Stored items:
☆ ☆ ☆ ☆ ☆

PR #3973, opened 2025-01-17
Fix the restartPod action will cancel the restartJob delay action

### LINKED ISSUE #3812: Support More Actions For Volcano Job Failure Scenario

Currently, when scheduling a Volcano job, if you want to trigger rescheduling in error scenarios, the only way to retry is through the RestartJob Action. The impact range is sometimes too large.

It would be desirable to introduce new capabilities, such as individually restarting a specific Pod/Task to minimize the impact.

Furthermore, it could allow for a graded execution. For example, first attempt to restartPod/restartTask. If recovery is not achieved within a certain period, then try restartJob.

### Additional context

After implementing the above capability, we can use it as follows:
``` yaml
// other config
spec:
  policies:
  - event: PodFailed
    action: RestartPod
  - event: PodEvicted
    action: RestartJob
    timeout: 10m
// other config
```

When Pod A exits with an error, it triggers a PodFailed event, which in turn triggers a RestartPod action, so the Volcano controller will attempt to recreate Pod A. This recreation action will trigger a PodEvicted event, which in turn triggers a scheduled task to RestartJob after 10 minutes.

If Pod A returns to a running state, the delay RestartJob action is canceled, and everything returns to normal.
If Pod A still cannot reach the running state after 10 minutes, a broader reconstruction action, which is restartJob in this scene, will be attempted.

bibibox:
#### What type of PR is this?

/kind bug

The restartPod action should not cancel the restartJob delay action

Fixes #3812 

Add the action type check when try to cancel the delayed job actions

```release-note
NONE
```

### DIFF
--- a/pkg/controllers/job/job_controller.go
+++ b/pkg/controllers/job/job_controller.go
@@ -25,6 +25,7 @@ import (
 	"time"
 
 	v1 "k8s.io/api/core/v1"
+	"k8s.io/apimachinery/pkg/types"
 	"k8s.io/apimachinery/pkg/util/wait"
 	utilfeature "k8s.io/apiserver/pkg/util/feature"
 	"k8s.io/client-go/informers"
@@ -71,6 +72,9 @@ type delayAction struct {
 
 	// The name of the pod
 	podName string
+
+	// The UID of the pod
+	podUID types.UID
 
 	// The event caused the action
 	event busv1alpha1.Event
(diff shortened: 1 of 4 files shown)


pkg/controllers/job/job_controller.go
```diff
@@ -513,16 +525,32 @@ func (cc *jobcontroller) handleJobError(queue workqueue.TypedRateLimitingInterfa
...
+//   - When a Pod failure triggers Job termination, need to cancel other Job delayed actions under this Job
+func (cc *jobcontroller) cleanupDelayActions(currentDelayAction *delayAction) {
 	cc.delayActionMapLock.Lock()
 	defer cc.delayActionMapLock.Unlock()
 
-	if m, exists := cc.delayActionMap[jobKey]; exists {
+	actionType := GetActionType(currentDelayAction.action)
+
+	if m, exists := cc.delayActionMap[currentDelayAction.jobKey]; exists {
 		for _, delayAct := range m {
```
JesseStutler, line 547: Don't we need to check if the PodName of currentDelayAction equals the PodName of delayAction?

☆ ☆ ☆ ☆ ☆

HOW TO COMPLETE THIS TASK:
Return each line above where the word "minutes" shows up.

WRITTEN SOLUTION:
When Pod A exits with an error, it triggers a PodFailed event, which in turn triggers a RestartPod action, so the Volcano controller will attempt to recreate Pod A. This recreation action will trigger a PodEvicted event, which in turn triggers a scheduled task to RestartJob after 10 minutes.
If Pod A still cannot reach the running state after 10 minutes, a broader reconstruction action, which is restartJob in this scene, will be attempted.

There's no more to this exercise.